The reason why I dislike the viewpoint of men who insist on marrying a virgin is that I think they are placing far too high a value on something that really is of little importance at the end of the day. And in focussing so narrowly on that, they are neglecting to look at the really important things that make a marriage work.



@LAUREN D - Since when was sex 'not a biological need' for women??? I think you will find that for most women if very definatly is!



EDIT - Then I'm not sure I quite get your point. Are you complaining that women will have sex easily with some men who they don't wish to commit to, but will not have sex easily with men they do wish to commit to? I expect that is because they want the second type of man to get to like them first for themselves, without their judgement being clouded by lust. Then when they know the guy likes them for themselves they are happy to have sex with him. With the guys they didn't want anything but sex with, obviously the guys opinion of them personally wasn't as important.

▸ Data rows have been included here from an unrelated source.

PR #4339, opened 2017-02-26
fixes #18681 - moves polymorphic subject into notification object

ohadlevy:


dLobatog (changes requested):
@ohadlevy Thanks - the reason it got implemented like this is because.. I did not understand what you wanted to do with the subject until we talked about it in person.

Can you add a test that shows the behavior? For example, you may have a 'blueprint.message = "Hello from subject #{notification.subject.name}"'. Then test that by creating a Notification using that NotificationBlueprint with 2 subjects (say, 2 hosts), the message the user gets is:

"Hello from subject host1.example.com"
"Hello from subject host2.example.com"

Physical characteristics are also a poor reason to marry someone or not. If you find the person physically attractive then that is all that matters and often that comes with getting to know the kind of person they are, and your admiration for them, can lead to a physical attraction. But to marry someone because he has big muscles or she has a cute face and perky boobs are foolish reasons as these characteristics are only temporary, as is virginity.

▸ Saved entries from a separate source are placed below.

PR #4345, opened 2017-02-28
Fixes #18718 - Empty boolean matcher should not turn into false

orrabin:


domcleal:
Please note that ticket #17870 has already been fixed and shipped in d836a838. A new ticket describing whatever bug this fixes should be filed.

tbrisker:
Thanks @orrabin !

PR #4346, opened 2017-02-28
Fixes #18717 - Allows use of proxies on multiple interfaces

sean797:
This moves Smart Proxies URL to its own model and during provision you select a URL instead of a proxy. All communication between foreman -> proxy is still done via the "Primary URL".


sean797:
Setting WIP, this needs a fair bit more work - only raised this really so I could run the whole test suite.

sean797:
This is ready for review now 👍 I'll have to send a PR to Katello to fix those test failures.

app/controllers/api/v1/hostgroups_controller.rb
```diff
@@ -33,10 +33,10 @@ def show
         param :architecture_id, :number
         param :medium_id, :number
         param :ptable_id, :number
-        param :puppet_ca_proxy_id, :number
```
stbenjam: These should get deprecated instead of removed entirely, you can pick the primary url if the user just gives the proxy ID

app/controllers/api/v1/smart_proxies_controller.rb
```diff
@@ -22,10 +22,18 @@ def index
...
+      def_param_group :url_attributes do
+        param :id, Fixnum, :desc => N_("Smart Proxy URL ID")
+        param :url, String, :required => true, :desc => N_("URL of Smart Proxy")
+        param :primary, :bool, :desc => N_("Primary URL. Defaults to false")
+      end
+
       api :POST, "/smart_proxies/", "Create a smart proxy."
       param :smart_proxy, Hash, :required => true do
         param :name, String, :required => true
-        param :url, String, :required => true
```
stbenjam: Ditto, deprecate this instead of removing it

stbenjam (commented):
Thanks @sean797!!!

I know a ton of people want something like this.  Not a full review from me, but just a few initial thoughts:

- I'm a little concerned we're removing some API's instead of deprecating them.

- Do we need to explicit support for multiple URL's, or wouldn't just alternate host names be enough? The proxy is still going to be using the same protocol and port isn't it? Maybe there is a use case for different ports?

- What about letting the user specify a name as well as a URL? If a proxy exists in a lot of networks, it'd be easier to pick something like "Atlanta - Dev Network" than try to select a URL.

- We also have another use case that's similar that might be able to fit in some kind of solution like this: this one seems to solve one proxy with multiple host names. The other use case that's common is when you have multiple proxies with 1 host name (load balanced). That's relevant for things like Katello where we want to make sure all the proxies have the same content assigned to them.  Also REX (@inecas may be interested) where you might want to assign an entire group of proxies to one network.  Just something to think about.

sean797:
Thanks for taking a look @stbenjam 

> - I'm a little concerned we're removing some API's instead of deprecating them.

Fair point, I've update it so if a proxy is given we use the primary URL. I've also on deprecated the API v2 params. I guess we should leave API v1 alone & stable ?

> - Do we need to explicit support for multiple URL's, or wouldn't just alternate host names be enough? The proxy is still going to be using the same protocol and port isn't it? Maybe there is a use case for different ports?

Host names are enough for our purposes. Though I'm not sure if a URL would be useful to any plugins?

> - What about letting the user specify a name as well as a URL? If a proxy exists in a lot of networks, it'd be easier to pick something like "Atlanta - Dev Network" than try to select a URL.

I'm not adverse to that, though I'm not sure its really that helpful. In my experience people tend to name things in foreman by another attribute, e.g Networks by CIDR, Proxies by hostname which a lot of the time creates unnecessary duplication.

sean797:
Just a couple of screenshots in its current state

screenshot from 2017-03-22 16-07-16
screenshot from 2017-03-22 16-02-04
screenshot from 2017-03-22 16-41-26

dmitri-d:
Tangential to this PR, but to support https on multiple interfaces, smart-proxy will need a wildcard certificate. ATM there's no way to associate a certificate with a specific interface.

sean797:
Thanks @witlessbird, https://github.com/theforeman/puppet-puppet/pull/490 fixes that using dns_alt_names 👍

PR #4347, opened 2017-02-28
Fixes #18514 - switch prefix/mask fields

chris1984:


dLobatog:
@chris1984 Thanks for the PR! However I don't understand the motivation. Both fields affect each other, e.g: changing the network mask changes the network prefix and viceversa. Why is it better to have the prefix first?

I see the original bug (https://bugzilla.redhat.com/show_bug.cgi?id=1377294) but that's no longer the case, it was fixed as part of the IPv6 work.

chris1984:
@dLobatog Thanks! Looking at the redmine issue I thought it was more of a user convenience, type in a 2 digit # and out pops the netmask for timesaving compared to 12 #'s, also thought it was still an issue with the redmine being opened.

dLobatog:
Thanks @chris1984 !

PR #4348, opened 2017-02-28
Fixes #18726 - Set :null => true on migrations for Rails 5

sean797:
Currently I'm seeing

`#timestamps` was called without specifying an option for `null`. In Rails 5, this behavior will change to `null: false`. You should manually specify `null: true` to prevent the behavior of your existing migrations from changing.


lzap:
@dLobatog any objections? I'd like to merge.

lzap:
Develop can't be migrated, I am merging this. Updated the commit message. Thanks a lot!

PR #4349, opened 2017-03-01
Fixes #18740 - remove erb extension from host_checkbox.js

amirfefer:


ohadlevy (changes requested):
thanks, overall looks good, can you please include this js in the hosts.js so we can now save a roundtrip to the server?

amirfefer:
@ohadlevy `hosts.js` loads only in new/edit pages, so I don't see any unnecessary roundtrip.

ohadlevy:
thanks @amirfefer

Issue #2389, opened 2026-08-09
Production admin builds render raw ICU for messages missing from the compiled catalog


MA2153:
### Description

In a production build of the admin, any message that isn't present in the compiled catalog renders as its raw ICU source instead of formatted text. Plain strings survive (the message id *is* the English source), but anything with a placeholder or an ICU construct leaks:

- `` t`Fields: ${list}` `` renders as `Fields: {0}`
- `plural(n, { one: "…", other: "…" })` renders as `{0, plural, one {…} other {…}}`

Dev builds are unaffected, so this never shows up while working on a feature — only in a built admin.

**Why it happens.** `@lingui/core` (5.9.5) installs its runtime message compiler only outside production:

```js
// I18n constructor
if (process.env.NODE_ENV !== "production") {
  this.setMessagesCompiler(compileMessage);
}

// I18n._()
let translation = messageForId || message || id;
if (isString(translation)) {
  if (this._messageCompiler) {
    translation = this._messageCompiler(translation);
  } else {
    console.warn(`Uncompiled message detected! … ICU features such as interpolation and plurals will not work properly for that message.`);
  }
}
```

`packages/admin/src/App.tsx` calls `i18n.loadAndActivate({ locale, messages })` without ever setting a compiler, so in production the fallback string is returned verbatim and the warning is the only signal.

**Why the catalog is missing the message.** Catalogs are regenerated by the `auto-extract` workflow on merge to `main`, and feature branches are asked not to include `messages.po` changes. That is a good policy, but it means a string is absent from *every* catalog — English included — for the entire life of the branch that introduces it. `lingui compile` can't emit a source fallback for a message it has never seen, so the compiled catalogs shipped by that branch's build simply don't contain the id.

**Practical consequence: `pkg.pr.new` previews are unusable for reviewing any change that introduces strings.** A preview package is built with the branch's catalogs and with `NODE_ENV=production`, which is exactly the combination above. Anyone installing a preview to try out new UI sees raw ICU in place of every new plural or interpolated string, in every locale. The problem disappears on merge once extraction runs, so it has never been visible on a release.

Two things worth deciding separately:

1. Whether the runtime should degrade gracefully — `i18n.setMessagesCompiler(compileMessage)` from `@lingui/message-utils/compileMessage` makes an uncompiled fallback format correctly instead of printing its source. It costs ~12KB raw (~4KB gzipped) in the admin bundle and also covers untranslated locales, not just unextracted ones.
[...]

PR #3130, opened 2026-09-15
fix(admin): don't pass untranslated plugin labels to Lingui

eisenbruch:
## What does this PR do?

The admin console fills with `Uncompiled message detected!` warnings, one per plugin page label per render (for example "SEO", "Forms", "Submissions", "Audit History"). The labels render correctly; the warnings are noise that buries real errors.

No existing issue. Related to #2389, which covers raw ICU for messages missing from the compiled catalog.

### Cause

`resolvePluginPageLabel()` runs every declared plugin label through the shared Lingui instance (`i18n._(label)` in `Sidebar.tsx`, `translateDynamic` in `AdminCommandPalette.tsx`). Most plugin labels have no catalog entry. For a missing id, `I18n._()` falls back to the id string, and when no message compiler is installed, which is the case when `NODE_ENV` is `production`, it logs the warning for that string.

### Fix

`declaredLabelTranslator(i18n, translate)` (exported from `Sidebar.tsx`) wraps the translate function: a label goes to `translate` only when `i18n.messages[label]` is defined, the same lookup `I18n._()` uses to decide a message is missing; otherwise the label is returned as declared. The sidebar and the command palette both use it. Labels a plugin catalog translates still translate, and untranslated labels render exactly as before.

## Type of change

- [x] Bug fix
- [ ] Translation
- [ ] Documentation
- [ ] Performance improvement
- [ ] Tests

## Checklist

- [x] `pnpm typecheck` passes (`packages/admin`, after `pnpm build` at the root)
- [x] `pnpm test` passes (or targeted tests for my change): `tests/components/Sidebar.test.tsx` (27 tests) and the `AdminCommandPalette` tests
- [ ] User-visible strings in the admin UI are [wrapped for translation](https://github.com/emdash-cms/emdash/blob/main/CONTRIBUTING.md#internationalization-i18n) (if applicable). Not applicable: no new strings.
- [x] I have added and reviewed the user-facing [changeset](https://github.com/emdash-cms/emdash/blob/main/.changeset/README.md) (`@emdash-cms/admin`: patch)
- [ ] I have included screenshots below if this PR changes the UI. Not applicable: no visual change, console output only.

## Screenshots / test output

Two tests in `tests/components/Sidebar.test.tsx`: a label the catalog has still translates, and a label it lacks comes back as declared with no `console.warn`. The second test removes the message compiler (`setMessagesCompiler(undefined)`), since outside production Lingui installs one and would not warn.

With the wrapper reduced to calling `translate` for every label (the previous behavior):

```
 × returns a label the catalog lacks as declared, without a missing-message warning
AssertionError: expected "Mock" to not be called at all, but actually been called 1 times
      Tests  1 failed | 26 passed (27)
```

With the change: `Tests  27 passed (27)`.


eisenbruch:
Both stale comments fixed in 0bfc3612, taking your suggested text as written.

The JSDoc on `resolvePluginPageLabel` and the inline comment in `AdminCommandPalette` were left describing the unguarded behavior, which is exactly the kind of comment that outlives the code it describes. Nothing else changed, so the tests and the behavior are as reviewed.

eisenbruch:
Rebased onto main (`b578e380`). Two conflicts, both from `isSafePluginPagePath` landing in the meantime; I kept both sides in each case.

- `Sidebar.tsx`: main's `isSafePluginPagePath` guard and import are kept, and the label lookup still goes through `declaredLabelTranslator`.
- `AdminCommandPalette.tsx`: same guard kept, and the comment is the rewritten one from the last review round, describing the guarded behavior rather than the old unguarded lookup.

No behavior change from the rebase itself. `oxfmt --check` is clean across the tree.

Again the important things are your shared sense of morality, beliefs, attitudes in common, same approach to and desire for sex etc rather than whether a woman is a virgin or not.

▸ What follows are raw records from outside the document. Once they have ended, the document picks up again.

PR #3142, opened 2026-09-16
fix(core): let an entry shed a deleted field's value instead of stranding it

### LINKED ISSUE #3141: Deleting a field strands every entry that has a pending draft: the draft keeps the value, and no save is accepted afterwards
### Description

Deleting a field from a collection leaves any entry that has a **pending draft** unable to be saved again, through the API or the admin.

The draft revision stores the entry's whole `data` as JSON, so the deleted field's value stays in it. `handleContentGet` returns the draft, so a client reads the stale key back. On the way in, `validateContentData` (`packages/core/src/api/handlers/validation.ts`) rejects any key that is not a current field:

```
hits: unknown field on collection 'posts'
```

There is no request body that gets the entry out of this state:

- **Send the data you just read** (what the admin editor does): rejected, `unknown field`.
- **Send the key as `null` or `""`** to clear it: rejected the same way.
- **Omit the key**: accepted, but `handleContentUpdate` merges the body into the stored data (`{ ...baseData, ...processedData }`, where `baseData` is the draft revision), so the key survives and the next full save fails again.

A published entry with no pending draft is fine: its values live in columns that the delete drops.

On our site this stranded two entries, an article draft and a listing draft, after two long-retired fields were removed. They can only be repaired by recreating them.

Either of these would fix it, and they are not exclusive:

1. **`deleteField` strips the field from stored entry data and from revisions** as part of the delete, so nothing is left behind.
2. **Validation tolerates a key that is not in the collection**, or accepts an explicit `null` as "remove this key". This is the smaller change, and it is the only one of the two that rescues entries stranded by a delete that has already happened.

I am happy to open a PR for either once one of my open PRs clears; say which you would prefer.

### Steps to reproduce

Personally, I do not think its possible to know whether you are sexually compatable with someone unless you have had about a years experience of sex with them, so I would never advocate someone to marry as a virgin, as too many relationships fail through mismatched sex drives/interests.
Louise C
2011-03-07 07:21:31 UTC
Well, since I lost my virginity when I was in my teens, I never encountered any such men. But I don't mind if men want to marry virgins, they just aren't the kind of men I (for obvious reasons) would ever have had much to do with.
2011-03-06 10:14:05 UTC
dude your being so sexist... because your thinking. Feminists will try to cram crap on you like this. It doesn't work in western countries for sure, most sleep around but want morals... in middle eastern countries the latter applies, they are expected to behave humbly. therefore west world women = stupid, while middle eastern are stuck in their situation.
2011-03-06 10:16:29 UTC
In my experience, celibate women are that way because they are tired of men. They've had sex with men and didn't get what they wanted. It's not like sex is a biological need for women, like it is for men, so they're not missing out.



Now that you know their reasons, do you still admire them?
2011-03-06 10:17:53 UTC
because it is patriarchal and reminiscent of biblical times which imply a mans ownership of a woman



it is also hypocritical because a man is not expected to be a virgin but women are - which of course is completely idiotic.
2011-03-06 10:20:23 UTC
Dude



Feminists are going to bash everything you say or do if you have a penis.